== ACTION ITEM ==
Output the data below line for line, exactly, up to and including the line where "a reduced service" appears.

== PROVIDED MATERIAL ==
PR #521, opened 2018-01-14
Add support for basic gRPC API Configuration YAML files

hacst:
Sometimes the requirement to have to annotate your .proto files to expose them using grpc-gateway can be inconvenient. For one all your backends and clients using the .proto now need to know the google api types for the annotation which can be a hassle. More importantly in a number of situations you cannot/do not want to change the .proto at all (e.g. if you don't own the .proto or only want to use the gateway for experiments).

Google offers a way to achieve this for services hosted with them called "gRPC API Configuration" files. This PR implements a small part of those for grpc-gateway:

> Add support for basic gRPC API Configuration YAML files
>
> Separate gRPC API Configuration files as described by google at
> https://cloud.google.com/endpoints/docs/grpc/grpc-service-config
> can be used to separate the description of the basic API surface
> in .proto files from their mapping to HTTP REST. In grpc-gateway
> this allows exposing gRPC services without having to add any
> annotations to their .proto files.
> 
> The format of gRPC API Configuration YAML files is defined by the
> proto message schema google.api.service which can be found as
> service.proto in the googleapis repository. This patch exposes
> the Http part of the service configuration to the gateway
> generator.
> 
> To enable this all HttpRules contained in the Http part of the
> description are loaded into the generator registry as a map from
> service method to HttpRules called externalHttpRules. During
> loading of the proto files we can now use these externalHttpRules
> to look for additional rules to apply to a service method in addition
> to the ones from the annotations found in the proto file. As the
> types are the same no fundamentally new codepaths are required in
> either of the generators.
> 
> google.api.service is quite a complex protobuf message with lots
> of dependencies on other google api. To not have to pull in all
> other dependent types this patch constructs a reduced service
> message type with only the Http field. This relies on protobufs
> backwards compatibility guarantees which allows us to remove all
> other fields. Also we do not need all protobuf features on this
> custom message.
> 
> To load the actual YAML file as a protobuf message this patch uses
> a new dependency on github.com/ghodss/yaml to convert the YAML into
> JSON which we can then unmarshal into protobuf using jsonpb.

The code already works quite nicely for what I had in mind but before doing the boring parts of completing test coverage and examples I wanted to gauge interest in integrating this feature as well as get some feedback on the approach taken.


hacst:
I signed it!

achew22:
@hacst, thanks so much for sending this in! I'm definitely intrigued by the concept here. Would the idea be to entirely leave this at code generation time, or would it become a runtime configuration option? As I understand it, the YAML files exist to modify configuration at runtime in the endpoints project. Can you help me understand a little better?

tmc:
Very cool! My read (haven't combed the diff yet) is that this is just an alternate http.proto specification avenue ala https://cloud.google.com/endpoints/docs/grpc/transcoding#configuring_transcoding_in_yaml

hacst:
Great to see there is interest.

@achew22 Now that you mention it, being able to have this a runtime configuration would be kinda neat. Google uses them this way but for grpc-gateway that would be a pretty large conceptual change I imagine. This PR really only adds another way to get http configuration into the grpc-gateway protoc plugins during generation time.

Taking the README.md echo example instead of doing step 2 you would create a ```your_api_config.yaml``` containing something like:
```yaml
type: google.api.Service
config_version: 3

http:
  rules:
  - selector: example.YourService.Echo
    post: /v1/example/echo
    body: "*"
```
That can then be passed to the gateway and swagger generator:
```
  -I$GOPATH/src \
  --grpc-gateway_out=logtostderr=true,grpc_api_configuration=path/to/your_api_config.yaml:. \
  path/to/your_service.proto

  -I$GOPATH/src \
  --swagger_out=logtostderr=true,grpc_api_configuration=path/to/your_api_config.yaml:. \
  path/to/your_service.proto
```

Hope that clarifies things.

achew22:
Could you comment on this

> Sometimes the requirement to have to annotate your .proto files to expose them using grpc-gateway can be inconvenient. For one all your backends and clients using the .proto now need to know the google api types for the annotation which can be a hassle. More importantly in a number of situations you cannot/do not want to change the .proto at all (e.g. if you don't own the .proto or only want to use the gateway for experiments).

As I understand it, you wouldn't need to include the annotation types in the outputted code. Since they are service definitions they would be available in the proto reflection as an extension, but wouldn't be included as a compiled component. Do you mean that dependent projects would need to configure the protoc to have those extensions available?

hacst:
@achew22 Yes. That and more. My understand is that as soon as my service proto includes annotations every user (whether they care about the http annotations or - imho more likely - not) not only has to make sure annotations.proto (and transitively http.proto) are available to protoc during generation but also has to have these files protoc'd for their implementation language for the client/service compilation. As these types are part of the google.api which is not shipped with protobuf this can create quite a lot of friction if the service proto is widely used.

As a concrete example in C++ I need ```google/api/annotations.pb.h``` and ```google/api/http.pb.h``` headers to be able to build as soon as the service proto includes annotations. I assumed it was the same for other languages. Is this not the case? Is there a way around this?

== SOLUTION ==
PR #521, opened 2018-01-14
Add support for basic gRPC API Configuration YAML files

hacst:
Sometimes the requirement to have to annotate your .proto files to expose them using grpc-gateway can be inconvenient. For one all your backends and clients using the .proto now need to know the google api types for the annotation which can be a hassle. More importantly in a number of situations you cannot/do not want to change the .proto at all (e.g. if you don't own the .proto or only want to use the gateway for experiments).

Google offers a way to achieve this for services hosted with them called "gRPC API Configuration" files. This PR implements a small part of those for grpc-gateway:

> Add support for basic gRPC API Configuration YAML files
>
> Separate gRPC API Configuration files as described by google at
> https://cloud.google.com/endpoints/docs/grpc/grpc-service-config
> can be used to separate the description of the basic API surface
> in .proto files from their mapping to HTTP REST. In grpc-gateway
> this allows exposing gRPC services without having to add any
> annotations to their .proto files.
> 
> The format of gRPC API Configuration YAML files is defined by the
> proto message schema google.api.service which can be found as
> service.proto in the googleapis repository. This patch exposes
> the Http part of the service configuration to the gateway
> generator.
> 
> To enable this all HttpRules contained in the Http part of the
> description are loaded into the generator registry as a map from
> service method to HttpRules called externalHttpRules. During
> loading of the proto files we can now use these externalHttpRules
> to look for additional rules to apply to a service method in addition
> to the ones from the annotations found in the proto file. As the
> types are the same no fundamentally new codepaths are required in
> either of the generators.
> 
> google.api.service is quite a complex protobuf message with lots
> of dependencies on other google api. To not have to pull in all
> other dependent types this patch constructs a reduced service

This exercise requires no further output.